TASK INSTRUCTIONS. Show every line below where "already" appears.

DATASET EXTRACT.
PR #1863, opened 2022-02-05
Replace `@adjoint` with `rrule`

mcabbott:
To allow use without Zygote, we should move to defining rules via ChainRules. 

Most of these are mechanical, but perhaps deserve a quick look to see if there are tests. Comments on particular ones below.


src/cuda/cudnn.jl
```diff
@@ -11,10 +11,11 @@ function (BN::Flux.BatchNorm)(x::Union{CuArray{T,2},CuArray{T,4},CuArray{T,5}},
                   training=Flux._isactive(BN)))
 end
 
-@adjoint function batchnorm(g, b, x, running_mean, running_var, momentum; kw...)
+function ChainRulesCore.rrule(::typeof(batchnorm), g, b, x, running_mean, running_var, momentum; kw...)
```
mcabbott, line 14: Not sure why this is CUDA-only. Can this whole file be deleted, and things moved out / to NNlib / NNlibCUDA?

src/layers/normalise.jl
```diff
@@ -38,12 +38,6 @@ function dropout(rng, x, p; dims=:, active::Bool=true)
 end
 dropout(x, p; kwargs...) = dropout(rng_from_array(x), x, p; kwargs...)
 
-@adjoint function dropout(rng, x, p; dims=:, active::Bool=true)
-  active || return x, Δ -> (Δ, nothing)
-  y = dropout_mask(rng, x, p, dims=dims)
-  return x .* y, Δ -> (nothing, Δ .* y, nothing)
-end
```
mcabbott, line 45: Marking the mask `@non_differentiable` should make it safe to delete this

src/layers/recurrent.jl
```diff
@@ -434,7 +435,7 @@ julia> g(rand(Float32, 3, 10)) |> size # batch size of 10
 GRUv3(a...; ka...) = Recur(GRUv3Cell(a...; ka...))
 Recur(m::GRUv3Cell) = Recur(m, m.state0)
 
-
+# TODO move to ChainRulesCore? 
 @adjoint function Broadcast.broadcasted(f::Recur, args...)
   Zygote.∇map(__context__, f, args...)
 end
```
mcabbott, line 441: I think the point of this is that the gradient for `map` reverses iteration order. That's a little dodgy, since `map` makes no such promise (and IIRC it only happens for some argument types, vectors but not 1-column matrices?). Should we just make broadcasting an RNN within a gradient an error?

src/utils.jl
```diff
@@ -789,6 +789,7 @@ L2 (generic function with 1 method)
 modules(m) = [x for x in Functors.fcollect(m) if !isleaflike(x)]
 
 @nograd modules
+ChainRulesCore.@non_differentiable modules(::Any)  # is this correct?
```
mcabbott, line 792: If the intention of modules is that something roughly like `loss + sum(norm, modules(m))` should work, then doesn't this need to pass gradients through?

ToucheSir:
This ought to make debugging easier as well. A potential next step would be moving more bits out to NNlib(CUDA).

src/losses/utils.jl
```diff
@@ -23,6 +23,9 @@ end
   res, Δ -> (nothing, Zygote.unbroadcast(x, xlogy.(Δ, y)), Zygote.unbroadcast(y, Δ .* x ./ y))
 end
 
+ChainRulesCore.@scalar_rule xlogy(x, y) (log(y), x/y)  # is this good enough?
+ChainRulesCore.@scalar_rule xlogx(x) (log(y) + true)
```
mcabbott, line 27: Can't literally translate `broadcasted(::typeof(xlogy)` rule to a Zygote-free world, as `unbroadcast` (which sums as necessary for mismatched shapes) belongs to Zygote.

I hope that Diffractor's broadcasting will work via `@scalar_rule`. But the rule as written is slightly different, as it doesn't treat `Δ==0` as a strong zero, when `y==0`. Does that matter?

ToucheSir: Are these needed if https://github.com/JuliaStats/LogExpFunctions.jl/blob/c8a4c28ffe7b6e4f8d5253e01cef091bb8d2f42c/src/chainrules.jl#L1-L2 is are already loaded through a transitive dep?

src/utils.jl
ToucheSir: Good catch. I have a sinking feeling this might be one of those things that works with implicit gradients but not with explicit ones.

src/layers/normalise.jl
ToucheSir: Happy to see it go :)

src/losses/utils.jl
mcabbott: Flux could switch to those. It has branches not ifelse, and different NaN behaviour, not sure if that matters:

https://github.com/JuliaStats/LogExpFunctions.jl/blob/584442d9bd4c4abadfb5daed86cefa5fabfff645/src/basicfuns.jl#L17-L30

And 5 dependencies.

mcabbott: But for now perhaps it's evidence that the scalar rules are ok?

src/utils.jl
mcabbott: Likewise. Xref https://github.com/FluxML/Functors.jl/issues/35 I guess -- is  `fmapreduce(x -> norm(x.weight), +, m; exclude = x -> x isa Dense)` where we want to end up?

src/layers/recurrent.jl
mcabbott: Moved to here, which I think should give the same results, but also warn on the forward pass:

https://github.com/FluxML/Flux.jl/pull/1863/files#diff-5b453f8f7fb34afbebfc6f688a8209aa0532c8b1c3e95393f97afcbc37a473e7R41-R46

src/utils.jl
ToucheSir: that would be one way of doing things. The big question with any approach is how to prevent AD from balking on the cache mutation + lookup.

src/losses/utils.jl
ToucheSir: Are you looking to do some testing soon with this and Diffractor/not Zygote? Otherwise I think it would be cleaner to have a separate PR that removes all of the code above in favour of https://github.com/FluxML/Zygote.jl/blob/master/src/lib/logexpfunctions.jl and the `@scalar_rule`s in LogExpFunctions.

mcabbott: I can remove these rules for now if you prefer. The functions ought to be differentiable without special rules, mostly. The PR just wants to translate as many things as possible over for now.

ToucheSir: https://github.com/FluxML/Flux.jl/pull/1866

src/layers/normalise.jl
```diff
@@ -1,6 +1,6 @@
 istraining() = false
 
-@adjoint istraining() = true, _ -> nothing
+ChainRulesCore.rrule(::typeof(istraining)) = true, _ -> (NoTangent(),)
```
ToucheSir, line 3: I'm surprised there isn't an equivalent for this in ChainRules already.

mcabbott: Somewhere I was writing a function like `CRC.order().back > 0`... would be good to have.

ToucheSir:
bors try

ToucheSir:
If you wouldn't mind rebasing, we can get this merged assuming that fixes the cuda tests.

src/cuda/cuda.jl
```diff
@@ -3,8 +3,9 @@ module CUDAint
 using ..CUDA
 
 import ..Flux: Flux
-import Zygote
-using Zygote: @adjoint
+# import Zygote
+# using Zygote: @adjoint
```
ToucheSir, line 7:
```suggestion
```

ToucheSir (approved):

SOLUTION FOR THIS PROBLEM.
ToucheSir: Are these needed if https://github.com/JuliaStats/LogExpFunctions.jl/blob/c8a4c28ffe7b6e4f8d5253e01cef091bb8d2f42c/src/chainrules.jl#L1-L2 is are already loaded through a transitive dep?
ToucheSir, line 3: I'm surprised there isn't an equivalent for this in ChainRules already.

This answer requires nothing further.